You cannot just go, sit down and write a computer program that will run optimally right away. Firstly, we have to design the network for specific applications, followed by a tedious programming process, which resembles the learning process of the living brain.
Real Go masters left far behind.
Previous versions of AlphaGo “taught” how to play the game by people. At first, the computers were playing with a living person, and later on, they analyzed the records of all games played by the masters of Go, and then they were playing with themselves to improve their skills.
AlphaGo Zero began, as its name implies, from zero – it only knew the rules of the game and played with itself. Actually, it played with its exact copy. After each match, the neural network data of the program that won was copied to the memory of the program that lost, and the next game began.
The whole process took 70 days, but after a dozen or so days the computer played very well (on a human level). After 40 days it even started “inventing” the strategies described by the masters of the game.
It is important to point out that people have been learning and making strategies to this game for centuries, but the computer discovered them after a few weeks of calculations! Moreover, after further “training” AlphaGo Zero has developed new strategies, which the masters of this game have no idea about.
Although DeepMind scientists remain silent whether the program has already tried to live up to a living grandmaster, we have to remember that last year it mercilessly defeated a program that has seven dan in Go and that bit the legendary Lee SeDol.
Google experiments with artificial intelligence
The development of the artificial intelligence to play in Go is not an art for art’s sake. This game is a particularly useful training ground for researchers who are looking for the best methods of machine learning to solve complex problems.
The game itself is so complex that it can not be solved just by a pure calculation of all possible stones on the board and a choice of combinations that can make you win (such a method is possible while playing “tic-tac-toe” or in checkers for example).
Of course, the computer may consider some moves in advance, but it must show some “intuition,” which of the planned moves can bring the most significant benefit.
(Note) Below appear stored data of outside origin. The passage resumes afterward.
PR #11520, opened 2020-05-04
Use single object spread call in loose mode

jridgewell:
| Fixed Issues?            | https://github.com/babel/babel/pull/11471#issuecomment-623399901
| Patch: Bug Fix?          |
| Major: Breaking Change?  |
| Minor: New Feature?      |
| Documentation PR Link    |
| Any Dependency Changes?  |

Does 2 things:

- Makes every `exec.js` test run in a new VM context (necessary for the new tests)
- Reuses the same object spread call in `loose` mode, making the output considerably smaller.

```js
// Old
var output = _extends(_extends(_extends(_extends(_extends(_extends({}, pureA), {}, {
  get foo() {},
  get bar() {}
}, pureB), pureC), impureFunc()), pureD), {}, {
  pureD
});

// New
var output = _extends({}, pureA, {
  get foo() {},
  get bar() {}
}, pureB, pureC, impureFunc(), pureD, {
  pureD
});
```


packages/babel-plugin-proposal-object-rest-spread/test/fixtures/object-spread-loose-builtins/no-object-assign-exec/exec.js
```diff
@@ -0,0 +1,43 @@
+"use strict";
+Object.defineProperty(Object.prototype, 'NOSET', {
```
jridgewell, line 2: These were polluting the shared context, causing the other tests to fail.

packages/babel-helper-transform-fixture-test-runner/src/index.js
```diff
@@ -19,31 +19,47 @@ import checkDuplicatedNodes from "babel-check-duplicated-nodes";
...
-const testContext = vm.createContext({
-  ...helpers,
-  process: process,
-  transform: babel.transform,
-  setTimeout: setTimeout,
-  setImmediate: setImmediate,
-  expect,
-});
-testContext.global = testContext;
+const contextModuleCache = new WeakMap();
```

This was one of the reasons why it was believed, that computers would never play well in Go. However, the neural networks allowed them to “program” an “intuition.” Since the computer turned out to be so good in self-teaching, its creators look forward to the future – perhaps similar programs will solve problems that people can not figure out.
The first attempts at practical application are already ongoing. Google computers, for example, are currently screening medical records from London hospitals in an attempt to find early symptoms of cancer on X-rays. Researchers hope that the computer will be able to see repetitive patterns of cancer development and will detect it before the disease progresses too far without being recognized.
IoT, Intelligent machines and deep thinking are a new concept for the humanity and we are only at its beginning. It is a quite a scary vision to cope with machines such as phones, that will decide who we can talk to, a fridge that chose what can we have for dinner or elevators refusing to take us in as it’s healthier to use the stairs… David Silver, head of the DeepMind project, says the goal was not to design a system that would scare people, but one that would help us solve problems that humanity does not cope with. And let’s keep it that way because it wouldn’t have been nice if artificial intelligence had begun to dictate how we should live.